La Commission des affaires a présenté le projet de règlement relatif à la nomination du procureur général et du procureur général du Kosovo, qui est considéré comme une approche différente de celle adoptée à d'autres moments. Le Conseil du Procureur a examiné les recommandations des participants à cette réunion, où l'une des recommandations était que si le candidat a tenté d'exercer [...]
La Commission des affaires a présenté le projet de règlement relatif à la nomination du procureur général et du procureur général du Kosovo, qui est considéré comme une approche différente de celle adoptée à d'autres moments.
Le Conseil du Procureur a examiné les recommandations des participants qui étaient présents à cette réunion, dans lesquelles l'une des recommandations était que si le candidat a tenté d'exercer une influence dans le processus de sélection du ou des procureurs en chef soient exclus du processus.
Le Président du Conseil des procureurs, Bahri Hyseni, a déclaré que ce règlement revêtait une importance toute particulière, en raison de la définition de critères et de procédures qui permettraient au KKP de fournir un processus objectif, transparent, indiscret et inclusif fondé sur la méritocratie.
“Nous voulons accroître la transparence et la compétitivité à un niveau plus large. Et nous remercions également la Commission de la législation parlementaire pour le droit d'appliquer toutes les personnes concernées qui respectent les conditions. L'indépendance s'inscrit également dans l'engagement du Conseil des procureurs du Kosovo, qui assumera la charge de nommer les procureurs principaux et les procureurs. En particulier, nous avons cherché des actes dont ils vont devoir choisir avec méritocratie la personne qui sera élue. Nous estimons que l'une des valeurs qui permettra de sélectionner le candidat”, a-t-il dit.
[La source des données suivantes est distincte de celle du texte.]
PR #102, opened 2021-06-30
Adding homophonic transformation for a sentence

SuchitraDubey:
…EADME.md


kaustubhdhole:
You should add why this transformation different from the [close_homophones_swap]( https://github.com/GEM-benchmark/NL-Augmenter/tree/main/transformations/close_homophones_swap)

tuetschek (changes requested):
I'd have three additional points:
* The readme should include your name as the author, plus an example command to use the transformation would be good.
* Isn't there a library of some sorts to provide you with the homophones? I'm not sure that this list of 1600 entries is practical. #143 is using the [jellyfish](https://pypi.org/project/jellyfish/) library – wouldn't that be possible somehow?
* If you do use the included list, it's inefficient to load it from the file on each use. I think that the loader should be called in the constructor.

SuchitraDubey:
> You should add why this transformation different from the [close_homophones_swap](https://github.com/GEM-benchmark/NL-Augmenter/tree/main/transformations/close_homophones_swap)

 This transformation is different from "close-homophones_swap" in the following ways:
**1)** It changes the complete sentence (replace almost every word with its homophone).
**Ex:** "Virat Kohli made a big hundred against Australia ." --> "Voyrat kuwlYy meyd ey big hundr'd 'geynst 'streyly' ."
**2)** Those words whose homophone is not present in the homophone dictionary, this transformation breaks the word into two sub-words and generates homophone from those sub-words.
**Ex:** "Virat" => "Vi" + "rat" => "Voy" + "rat" => "Voyrat".
**3)** As we can see in the test.json of close_homophones_swap, some input and output sentences are the same because containing words don't have homophones (in English vocab). This transformation considers only non-vocab words for homophone replacement. Such cases are very few in this transformation.

I have added all the points mentioned above, in the README.md file.

SuchitraDubey:
> I'd have three additional points:
> 
> * The readme should include your name as the author, plus an example command to use the transformation would be good.
> * Isn't there a library of some sorts to provide you with the homophones? I'm not sure that this list of 1600 entries is practical. [Added phonetic match filter #143](https://github.com/GEM-benchmark/NL-Augmenter/pull/143) is using the [jellyfish](https://pypi.org/project/jellyfish/) library – wouldn't that be possible somehow?
> * If you do use the included list, it's inefficient to load it from the file on each use. I think that the loader should be called in the constructor.

@tuetschek 
Hi Ondrej,
I have made the following changes in the PR:
**1)** Added author information, added an example command to use the transformation.
**2)** Completely agree with you, 1600 entries are not much, so I have changed the transformation idea a bit. Now the transformation is replacing each word with its homophone (non-vocab words of English).
**Ex:**  "Virat Kohli made a big hundred against Australia ." --> "Voyrat kuwlYy meyd ey big hundr'd 'geynst 'streyly' ."
**3)** New homophones list is comparatively bigger and contains close to 125K words and sub-words homophones.
**4)** Still if a word doesn't have a homophone present in the homophones list, this transformation breaks that word into two sub-words and generates homophones from those sub-words. This will be useful in the case of rare words, a person's name, organization's name, whose homophones are not present in the list.
**5)** New homophone list is loaded in the constructor.

tuetschek:
@SuchitraDubey Thanks! However, are you sure what you're changing these to are "homophones"? The current version looks more like you've replaced the words with some kind of phonetic representation (i.e. pronunciation). Are you sure this makes sense? This basically completely swaps the English orthography for something else. I think this is very different from the original.

tuetschek:
@SuchitraDubey This does look better but I'm still not sure the transformation looks realistic w.r.t. what you could encounter in real texts. It's not very similar to English orthography, e.g. because capitalization distinguishes different sounds -- `s` is for the `[s]` sound while `S` means `[ʃ]`.

In addition, where does your new 125k-long list come from? Looks like a some kind of phonemic representation, though I can't [recognize it on this list](https://en.wikipedia.org/wiki/Comparison_of_ASCII_encodings_of_the_International_Phonetic_Alphabet).  Would it make sense to find identical or similar pronunciations from it and group them together to get actual homophones? Or was that your original 1.6k list?

kaustubhdhole:
Okay, I am closing this PR since we are tabulating the PRs. Please feel free to reopen it later.

PR #106, opened 2021-07-01
Feature/adding hashtag transformation

ashish3586:


transformations/add_hashtag/transformation.py
```diff
@@ -0,0 +1,118 @@
+from interfaces.SentenceOperation import SentenceOperation
+from tasks.TaskTypes import TaskType
+import random
+from spacy import load
+
+be_class_verb = ["is", "am", "are", "was", "were", "will", "shall"]
+subj_obj_list = ["i", "you","we", "they", "he", "she"]
+nlp=load('en_core_web_sm')
```
kaustubhdhole, line 8: This should be placed inside the init function - else it will loaded even when we don't load this generator.

transformations/add_hashtag/transformation.py
```diff
@@ -0,0 +1,118 @@
...
+        else:
+            transformation_list.append(sentence + "".join(selected_hastag))
+    return transformation_list
+
+
+class HashtagGeneration(SentenceOperation):
+    tasks = [
+        TaskType.TEXT_CLASSIFICATION,
+        TaskType.TEXT_TO_TEXT_GENERATION,
+        TaskType.TEXT_TAGGING
```
kaustubhdhole, line 84: This won't work for tagging since more tokens are being added and hence labels/tags would need to change too.

transformations/add_hashtag/transformation.py
```diff
@@ -0,0 +1,118 @@
...
+    return hash_tag_list
+
+
+def get_hash_tags(sentence, seed=0, max_outputs=1):
+    # method for adding hashtags to sentence
+    random.seed(seed)
+    hashtag_list = extract_hashtags(sentence)
+    transformation_list = []
+    for _ in range(max_outputs):
+        selected_hastag = random.sample(hashtag_list, random.randint(1, len(hashtag_list)))
```
kaustubhdhole, line 72: I think you might need to call random.seed before this line.

transformations/add_hashtag/test.json
```diff
@@ -0,0 +1,49 @@
...
+        "sentence": "I love domino's pizza .#Pizza#Domino'SPizza"
+      }]
+    },
+    {
+      "class": "HashtagGeneration",
+      "inputs": {
+        "sentence": "Many people like T20 cricket these days ."
+      },
+      "outputs": [{
+        "sentence": "Many people like T20 cricket these days .#People#Cricket#T20"
```
kaustubhdhole, line 21: Would it be a good idea to tag even hypernyms or some words which are not in the original sentence?

transformations/add_hashtag/test.json
```diff
@@ -0,0 +1,49 @@
+{
+  "type": "hashtag_generation",
```
kaustubhdhole, line 2: this type should match the folder name - in your case: "add_hashtag"

kaustubhdhole:
@ashish3586 please pull main and fix the test cases.

transformations/add_hashtag/test.json
ashish3586: Completed all suggested changes.

PR #107, opened 2021-07-03
Adding numeric filter

SuchitraDubey:


filters/numeric/filter.py
```diff
@@ -0,0 +1,67 @@
...
+class TextContainsNumberFilter(SentenceOperation):
+    tasks = [TaskType.TEXT_CLASSIFICATION, TaskType.TEXT_TO_TEXT_GENERATION]
+    languages = ["en"]
+
+    def __init__(self, has_digit=True, has_word=True):
+        super().__init__()
+        self.nlp = load("en_core_web_sm")
+        self.has_digit = has_digit
+        self.has_word = has_word
+        self.numbers_in_words = ["one", "two", "three", "four", "five", "six", "seven", "eight",
```
kaustubhdhole, line 30: Isn't this an extension of the "keywords" filter?

filters/numeric/README.md
```diff
@@ -0,0 +1,21 @@
...
+Email: suchitra27288@gmail.com
+Affiliation: Acko
+
+## Why is measuring performance on this split important?
+This filter can be used to create splits. Filtering out and testing on examples 
+contain numeric values can provide feedback for improving training data 
+accordingly.
+
+python evaluate.py -f TextContainsNumericFilter -p=1
+
```
kaustubhdhole, line 16: You will need to run this on your PC.

kaustubhdhole:
@SuchitraDubey @ashish3586

filters/numeric/filter.py
SuchitraDubey: Yes, Kaustubh, you are right. We can see it as an extension of a keywords filter.  But from my understanding, the "Keywords" filter is pretty general in nature and is best suited to filter some special words like "Product name", "Person name" etc (Where filter words are very limited and creating such list is straight forward eg. ["Policy", "Insurance", "Cover"]). On the other hand, in some cases, such lists are relatively long and should be carefully created such that no member word is left out. Now from the NL-aug user's point of view, who need a quick, complete and readymade solution to extract utterances contains numeric data so that he/she can do some future experiments, It could be a useful filter.

filters/numeric/README.md
SuchitraDubey: Working on it.

SuchitraDubey: numeric_filter_eval_results
Added two evaluation results, one with SNLI and another one with MNLI.

kaustubhdhole: Thanks @SuchitraDubey for sharing the results.

kaustubhdhole (approved):

PR #108, opened 2021-07-03
[CI/CD] - Pre commit hooks 

AbinayaM02:
As part of this PR, the following features are added,
- The following hooks are added:
  - flake8
  - isort
  - pytest
  - pre-commit-hooks
      -   trailing-whitespace
      -   check-yaml
      -   check-ast
      -   check-json
      -   check-merge-conflict
      -   detect-private-key
- Added pytest-cov for coverage report generation (can be utilized later)
- Added pyproject.toml to have all the related configs
- Added relevant rules in flake8/.pre-commit-config.yaml to suit the project (can be changed accordingly)
- Added Makefile to make executing commands easy for the user
- Added cache to install libraries the github actions


.github/workflows/nl-action.yml
```diff
@@ -18,12 +18,14 @@ jobs:
       uses: actions/setup-python@v2
       with:
         python-version: 3.7
+    - uses: actions/cache@v2
```
aadesh11, line 21: Great, with this cache we are able to reduce dependence installation time from 3m 50sec --> 56sec. Hence, reducing overall build run time.

Makefile
```diff
@@ -0,0 +1,19 @@
+# Styling
```
aadesh11, line 1: Maybe we could add a rule for Git hook also, i.e to install pre-commit hook and to run it on all files? That way it will be easier for the users to just use one rule to run all the formatting stuff defined in pre-commit-config.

Le président de la Commission des affaires standard, Zejrullah Gashi, a déclaré avoir réussi à élaborer un règlement qui est dans le meilleur du système de poursuites en général.
Betim Musliu de l'Institut pour la Justice a déclaré que la réunion d'aujourd'hui est une nouvelle approche, qui est demandée par l'IKD.
Ehat Miftari a déclaré le paragraphe 5 de l'article 3, qui dit que le demandeur ne doit pas avoir prononcé de masse disciplinaire au cours des cinq dernières années.
Il a également présenté quelques changements techniques afin que certains mots de la mère puissent être entièrement changés ou supprimés, principalement pour ce qu'il dit sont inutiles.